As I mentioned, it’s scary — in addition to being creepy. Nevertheless, the article does highlight some strategies that can be used for good in the classroom and not only for not-so-good things in the quest for corporate profit.

Here are three points that struck me in the article:

The Effectiveness of Inductive Learning: Target uses inductive learning to analyse information, look for information, and apply and extend what it learns — the typical steps in the inductive learning process:

For companies like Target, the exhaustive rendering of our conscious and unconscious patterns into data sets and algorithms has revolutionized what they know about us and, therefore, how precisely they can sell.

Inductive learning is an extremely effective teaching and learning process that’s used by other companies as well, including Google Translate. Last year, a major study written about by Robert Marzano found inductive learning to be far more effective than direct instruction in the classroom.

The Importance Of Automaticity & Chunking: The article discusses Target’s efforts to shape shopping habits, and discusses automaticity and chunking. It includes a good story that I will be using with my students when we discuss why I ask them to use explicit reading strategies (asking a question, visualizing, etc.) often when we’re reading texts:

Take backing your car out of the driveway. When you first learned to drive, that act required a major dose of concentration, and for good reason: it involves peering into the rearview and side mirrors and checking for obstacles, putting your foot on the brake, moving the gearshift into reverse, removing your foot from the brake, estimating the distance between the garage and the street while keeping the wheels aligned, calculating how images in the mirrors translate into actual distances, all while applying differing amounts of pressure to the gas pedal and brake.

Now, you perform that series of actions every time you pull into the street without thinking very much. Your brain has chunked large parts of it.

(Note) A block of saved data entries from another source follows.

PR #474, opened 2021-09-15
Fix unneccessary escaping of &amp; within literal URL

cweiske:


Documentation/7-Controllers/1-Creating-Controllers-and-Actions.rst
```diff
@@ -145,7 +145,7 @@ Usually, the display of a single Object is called by a link in the
 frontend. In this example extension it connects the list view by something
 like the following URL:
 
-`http://localhost/index.php?id=123&amp;tx_sjroffers_pi1[offer]=3&amp;tx_sjroffers_pi1[action]=show&amp;tx_sjroffers_pi1[controller]=Offer`
+``http://localhost/index.php?id=123&tx_sjroffers_pi1[offer]=3&tx_sjroffers_pi1[action]=show&tx_sjroffers_pi1[controller]=Offer``
```
mbrodala, line 148: What are the double backticks for? Inline code is normally wrapped with single backticks instead.

cweiske: In rST, double backticks are inline literal code: https://docutils.sourceforge.io/docs/ref/rst/restructuredtext.html#inline-literals

Single backticks are "interpreted text", which is dependent on the renderer: https://docutils.sourceforge.io/docs/ref/rst/restructuredtext.html#interpreted-text

This is the reason github does not display single backticked strings with monospace font, but the rendered typo3 documentation does.

mbrodala: OK, but in this case we should indeed stick to single backticks which is preconfigured with the `:code:` role:

https://docs.typo3.org/m/typo3/docs-how-to-document/master/en-us/WritingReST/InlineCode.html#text-roles

cweiske: But I just see that a default role is defined in https://github.com/TYPO3-Documentation/TYPO3CMS-Book-ExtbaseFluid/blob/c611b1d52118cb98ada6ec0a9cc99b4d58c34aa9/Documentation/Includes.rst.txt

mbrodala (approved):

PR #487, opened 2021-11-20
Fix : undefined createHtmlResponse is called

fawmi:
The example calls the method `createHtmlResponse`, which is undefined. 
This PR replaces the `createHtmlResponse ` with `$this->htmlResponse();`


mbrodala (approved):

mbrodala:
Releases: master, 11.5

Issue #590, opened 2022-12-31
Direct people to newer versions of the content? (> v10.4)


sypets:
This manual is now only displayed for versions up to to 10.4. Can we have a way to direct people to newer versions of the content, e.g. have  a banner at the top.

I googled for something and landed on https://docs.typo3.org/m/typo3/book-extbasefluid/10.4/en-us/7-Controllers/1-Creating-Controllers-and-Actions.html. It would be great if there was some simple way to get to the documentation for newer TYPO3 versions.

sypets:
I noticed the problem again:

1. I was on the v10.4 page "[Content Elements & Plugins](https://docs.typo3.org/m/typo3/reference-coreapi/10.4/en-us/ApiOverview/ContentElements/Introduction.html)" since it was the first page which the search results showed
2. clicked on link "[Configuring the Plugin](https://docs.typo3.org/m/typo3/book-extbasefluid/10.4/en-us/4-FirstExtension/7-configuring-the-plugin.html#configuring-the-plugin)" in the Extbase / Fluid Book
3. Would now like to switch to version I use (v11 or 12), is not possible

PR #591, opened 2023-03-21
Add notice with links to newer Extbase / Fluid content (10.4 only)

sypets:
Also, the Includes.rst.txt was not included on some pages. This was added as well.

The manual is currently only rendered up to 10.4. There is no version selector to switch to a newer version and there is no easy way to get to the newer version of a page unless one starts another search.

While a link on each page to link to newer content of this page would be preferable (from point of view of the reader), this is not feasible to do for every page.
However stating where the new content should be ("TYPO3 Explained") might be helpful when searching for it and adding a link to the respective chapters might be sufficient.

(Unfortunately, when googling one often ends up on older pages unless this is specifically prevented by specifying the versions).

In addition to this, a link to the newer content of the page might be helpful on some of the pages. Here, it might be a good idea to check which pages are viewed most frequently.

Resolves: #590


Documentation/Includes.rst.txt
```diff
@@ -32,3 +32,12 @@
...
 .. highlight:: php
+
+.. ---------------------
+.. Extbase moved message
+.. ---------------------
+
+.. attention::
+   This manual is no longer being maintained for TYPO3 versions 11.5 and above. The majority of the content has been
+   migrated to the :ref:`Extbase <t3coreapi_v11:extbase>` or :ref:`Fluid <t3coreapi_v11:fluid>` sections in
+   "TYPO3 Explained" or respective sections in the :ref:`TypoScript Reference <t3tsref_v11:start>`
```
brotkrueml, line 43: Which respective sections? FLUIDTEMPLATE?

DavidBruchmann: Import TypoScript settings are covered here already: https://docs.typo3.org/m/typo3/reference-coreapi/11.5/en-us/ExtensionArchitecture/Extbase/Reference/TypoScriptConfiguration.html

sypets: @DavidBruchmann 
> Import TypoScript settings are covered here already: https://docs.typo3.org/m/typo3/reference-coreapi/11.5/en-us/ExtensionArchitecture/Extbase/Reference/TypoScriptConfiguration.html

I thought we had moved some stuff to the TypoScript Reference. @linawolf would have better insight here.

linawolf: This is syntax, not reference stuff, so it is in typo3 explained

DavidBruchmann: @linawolf this distinction might not be so clear for users.

DavidBruchmann (approved):

PR #108, opened 2022-07-28
rs: fix inherited classes, add tunnel endpoint update method

connor4312:
Noticed when implementing hosting in the Rust SDK that we lacked logic for dealing with inheritance.

### DIFF
--- a/rs/src/management/http_client.rs
+++ b/rs/src/management/http_client.rs
@@ -12,7 +12,7 @@ use url::Url;
 
 use crate::contracts::{
     env_production, Tunnel, TunnelConnectionMode, TunnelEndpoint, TunnelPort,
-    TunnelServiceProperties,
+    TunnelRelayTunnelEndpoint, TunnelServiceProperties,
 };
 
 use super::{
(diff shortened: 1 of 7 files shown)


jasongin (approved):

jasongin (dismissed):

rs/src/management/http_client.rs
```diff
@@ -234,21 +234,22 @@ impl TunnelManagementClient {
...
+    ) -> HttpResult<()> {
         let url = self.build_tunnel_uri(
             locator,
             Some(&format!("{}/{}", PORTS_API_SUB_PATH, port_number)),
         );
         let request = self
             .make_tunnel_request(Method::DELETE, url, options)
             .await?;
-        self.execute_json("create_tunnel_port", request).await
+        self.execute_json::<NeverDeserialize>("delete_tunnel_port", request).await?;
```
jasongin, line 251: The service returns 404 from a request to delete a port that doesn't exist. In the other SDKs that 404 is converted to a `false` return value. Does it make sense to do the same here? Also for `delete_tunnel()`.

rs/src/management/http_client.rs
```diff
@@ -234,21 +234,22 @@ impl TunnelManagementClient {
         self.execute_json("create_tunnel_port", request).await
```
jasongin, line 234: This should be `update` instead of `create`.

rs/src/management/http_client.rs
connor4312: This will return an HTTP error if the service gives back a 404

jasongin (approved):

tanhakabir:
I believe my PR had already incorporated the changes here

PR #109, opened 2022-07-29
Add SshUser to Port and PortSshCommandFormat to TunnelEndpoint

klvnraju:
Required for supporting [CLI changes for SSH Gateway](https://github.com/microsoft/basis-planning/issues/388)
- Port ssh command format to be shown as cli output
- Ssh username for a port to be used at the time of authenticating


cs/src/Contracts/TunnelEndpoint.cs
```diff
@@ -61,6 +61,14 @@ public abstract class TunnelEndpoint
     [JsonIgnore(Condition = JsonIgnoreCondition.WhenWritingNull)]
     public string? PortUriFormat { get; set; }
 
+    /// <summary>
+    /// Gets or sets a string used to format ssh command where ssh client can connect to
+    /// shared ssh port of the tunnel. The string includes a <see cref="PortUriToken"/> that must be
```
jasongin, line 66: Perhaps `PortUriToken` should be renamed since it is not only used for the URI?

jasongin:
There are whitespace differences on every line of many of the files. Is it line endings? And is that intentional? Are some git eol settings wrong for you or for the repo?

klvnraju:
> 

I was not able to figure it out.. trying it on another machine to see if that will make any difference.

cs/src/Contracts/TunnelEndpoint.cs
```diff
@@ -94,6 +102,31 @@ public abstract class TunnelEndpoint
...
+    /// SSH client on Windows/Linux/MacOS  are supported.
+    /// <para />
+    /// If the port is not currently shared via the tunnel, or if a host is not currently
+    /// connected to the tunnel, then ssh connection might fail.
+    /// </remarks>
+    public static string GetPortSshCommand(TunnelEndpoint endpoint, int? portNumber)
+    {
+        if (portNumber == null || string.IsNullOrEmpty(endpoint.PortSshCommandFormat))
+        {
+            return string.Empty;
```
jasongin, line 123: For consistency with `GetPortUri()` maybe this should return `null` in this case. (And change return type to `string?`).

cs/src/Contracts/TunnelPort.cs
```diff
@@ -99,5 +99,14 @@ public TunnelPort()
...
         public TunnelPortStatus? Status { get; set; }
+
+        /// <summary>
+        /// Gets or sets the username for the ssh service user is trying to forward.
+        /// </summary>
+        /// <remarks>
+        /// Should be provided if the <see cref="TunnelProtocol"/> is Ssh.
+        /// </remarks>
+        [JsonIgnore(Condition = JsonIgnoreCondition.WhenWritingNull)]
+        public string? SshUser { get; set; }
```
jasongin, line 110: It's not clear to me how this property is used. Is it set by the user/application when adding the port? In what scenario?

klvnraju: This is used as part of authentication flow from Tunnels Service to the user's ssh server. To give additional background, user authentication from his `ssh client` to `Tunnels Service` happens with his github public ssh key. And after that authentication, `Tunnels Service` has to authenticate with his `sshd` host. And the current way we are supporting this is asking him to add `Tunnels Service` ssh public key to his `~.ssh/authorized_keys` file and provide the corresponding username as this parameter.

IlyaBiryukov (approved):

PR #110, opened 2022-08-05
rs: remove delegated authorization provider

connor4312:
This became very problematic when trying to use the client across
multiple threads; it requires introducing tons of additional constraints
on the futures and I couldn't get it into a place that was workable.

I think it's reasonable for the caller to handle dealing with
authorization. For instance, by having a "bearer" class is called to
return the client and automatically re-acquires credentials at that
time if necessary.

(And having that bearer with delegated authorization present, as implemented,
was not possible since it could not be shared between threads)


jasongin:
The tunnel host and client should support reconnections eventually. For example if the tunnel host loses the connection with the relay, it should try to reconnect, and that may require a refreshed access token. How will that work? I don't think creating a new host/client instance is a good solution because it would lose some state.

(I realize that safety constraints in Rust often force a different object model compared to traditional OO programming, so it can be OK if the approach here differs significantly from the other SDK languages.)

jasongin (approved):

connor4312:
I think that will be workable, for example by implementing an async trait handler like [thrussh](https://docs.rs/thrussh/0.33.5/thrussh/) does for their client. Or just saying the connection is owned by a single thread and not shared.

Reflecting On Cues & Rewards: The author’s discussion of cues and rewards, and how to use them to create habits, was particularly intriguing to me:

The process within our brains that creates habits is a three-step loop. First, there is a cue, a trigger that tells your brain to go into automatic mode and which habit to use. Then there is the routine, which can be physical or mental or emotional. Finally, there is a reward, which helps your brain figure out if this particular loop is worth remembering for the future. Over time, this loop — cue, routine, reward; cue, routine, reward — becomes more and more automatic…..

Luckily, simply understanding how habits work makes them easier to control. Take, for instance, a series of studies conducted a few years ago at Columbia University and the University of Alberta. Researchers wanted to understand how exercise habits emerge. In one project, 256 members of a health-insurance plan were invited to classes stressing the importance of exercise. Half the participants received an extra lesson on the theories of habit formation (the structure of the habit loop) and were asked to identify cues and rewards that might help them develop exercise routines.

The results were dramatic. Over the next four months, those participants who deliberately identified cues and rewards spent twice as much time exercising as their peers. Other studies have yielded similar results. According to another recent paper, if you want to start running in the morning, it’s essential that you choose a simple cue (like always putting on your sneakers before breakfast or leaving your running clothes next to your bed) and a clear reward (like a midday treat or even the sense of accomplishment that comes from ritually recording your miles in a log book). After a while, your brain will start anticipating that reward — craving the treat or the feeling of accomplishment — and there will be a measurable neurological impulse to lace up your jogging shoes each morning.

Charles Duhigg, the article’s author (who also is publishing a book on the topic) made this personal:

I wanted to lose weight.

I had got into a bad habit of going to the cafeteria every afternoon and eating a chocolate-chip cookie, which contributed to my gaining a few pounds. Eight, to be precise. I put a Post-it note on my computer reading “NO MORE COOKIES.” But every afternoon, I managed to ignore that note, wander to the cafeteria, buy a cookie and eat it while chatting with colleagues. Tomorrow, I always promised myself, I’ll muster the willpower to resist.

Tomorrow, I ate another cookie.

When I started interviewing experts in habit formation, I concluded each interview by asking what I should do. The first step, they said, was to figure out my habit loop. The routine was simple: every afternoon, I walked to the cafeteria, bought a cookie and ate it while chatting with friends.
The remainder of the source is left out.